Academic background
- Education: Free University of Berlin European Molecular Biology Laboratory Ruprecht-Karls-University Heidelberg

Academic work
- Institutions: University of Michigan

= Margit Burmeister =

American scientist and academic

Margit Burmeister is an associate Chair and professor of computational medicine and Bioinformatics at the University of Michigan Medical School.

Burmeister's work has focused primarily on the genetics of a neurological disorder, ataxia, and on the genetic and biological basis of psychiatric disorders and related personality traits, using large-scale genomics, rigorous statistical methods, and integrative approaches spanning molecular neuroscience, animal models, and human behavior. She is a recipient of the 1995 Klingenstein Fellowship Award as well as the recipient of the 1999 Humboldt Research Fellowship.

==Education==
Burmeister completed her undergraduate studies at the Free University of Berlin in 1983. In 1987, she completed a graduate program at the European Molecular Biology Laboratory (EMBL) and received her graduate degree from Ruprecht-Karls-University Heidelberg.

==Career==
Burmeister began her academic career in 1991 as an assistant research scientist and assistant professor at the University of Michigan, Ann Arbor. In 1997, she was appointed senior associate researcher and associate professor of Psychiatry and Human Genetics. Since 2005, she has worked as a research professor at the Michigan Neuroscience Institute and as a professor of Psychiatry and Human Genetics at the University of Michigan. Additionally, since 2008, she has directed the Bioinformatics graduate program and, since 2010, has been working as an associate chair, both in the Gilbert Omenn Department of Computational Medicine & Bioinformatics.

Burmeister also holds professional appointments outside academia. Since 2022, she has been on the scientific advisory board of Nucleus Genomics, and since 2025, she has been a founding member, angel investor, and genetics expert at Forum The Phoenix.

==Research==
Burmeister's research has explored genetic factors that contribute to psychiatric disorders and has focused on understanding how these genetic influences interact with environmental factors. She has used a range of genomic methods, including linkage analysis, next-generation sequencing, and computational bioinformatics, and has contributed towards discovering genes involved in conditions such as ataxia, seizures, addiction, and mood disorders.

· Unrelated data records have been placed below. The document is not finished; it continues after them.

PR #1554, opened 2024-12-16
Reduce messaging to pyout on progress of downloads

yarikoptic:
In an attempt to help with
- #1549 

Also includes small tune up for summary over messages


dandi/download.py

A significant focus of Burmeister's research has been on how genetic variation modulates individual responses to environmental stressors, particularly in the context of depression and addiction. She has contributed to studies on gene-environment interactions, exploring how specific genetic variants influence the risk of developing mental health conditions when coupled with stressful life experiences. Her work has highlighted that genetic predispositions do not act in isolation but may alter susceptibility to psychiatric outcomes in interaction with environmental contexts.

In addition to behavioral and psychiatric genetics, Burmeister's work has also focused on complex disease genetics and neurogenetics. Her work has emphasized the importance of integrating genetic data with environmental and developmental factors to better understand and potentially mitigate the risk for complex brain disorders.

Burmeister has also researched on the genetic basis of hereditary ataxias, focusing on the identification of disease-causing genes and mutations. Using human genetic and genomic approaches, her work on ataxia has contributed to the classification of ataxia subtypes and the diagnostic evaluation of affected families.

==Awards and honors==
- 1995 – Klingenstein Fellowship Award
- 1999 – Humboldt Research Fellowship Programme
- 2018 – Alexander von Humboldt Award

==Selected articles==
- Cox, D. R., Burmeister, M., Price, E. R., Kim, S., & Myers, R. M. (1990). Radiation hybrid mapping: a somatic cell genetic method for constructing high-resolution maps of mammalian chromosomes. Science, 250(4978), 245-250.
- Bomar, J. M., Benke, P. J., Slattery, E. L., Puttagunta, R., Taylor, L. P., Seong, E., ... & Burmeister, M. (2003). Mutations in a novel gene encoding a CRAL-TRIO domain cause human Cayman ataxia and ataxia/dystonia in the jittery mouse. Nature genetics, 35(3), 264-269.
- Sen, S., Burmeister, M., & Ghosh, D. (2004). Meta‐analysis of the association between a serotonin transporter promoter polymorphism (5‐HTTLPR) and anxiety‐related personality traits. American Journal of Medical Genetics Part B: Neuropsychiatric Genetics, 127(1), 85-89.
- Karg, K., Burmeister, M., Shedden, K., & Sen, S. (2011). The serotonin transporter promoter variant (5-HTTLPR), stress, and depression meta-analysis revisited: evidence of genetic moderation. Archives of general psychiatry, 68(5), 444-454.
- Seong, E., Insolera, R., Dulovic, M., Kamsteeg, E. J., Trinh, J., Brüggemann, N., ... & Burmeister, M. (2018). Mutations in VPS13D lead to a new recessive ataxia with spasticity and mitochondrial defects. Annals of neurology, 83(6), 1075-1088.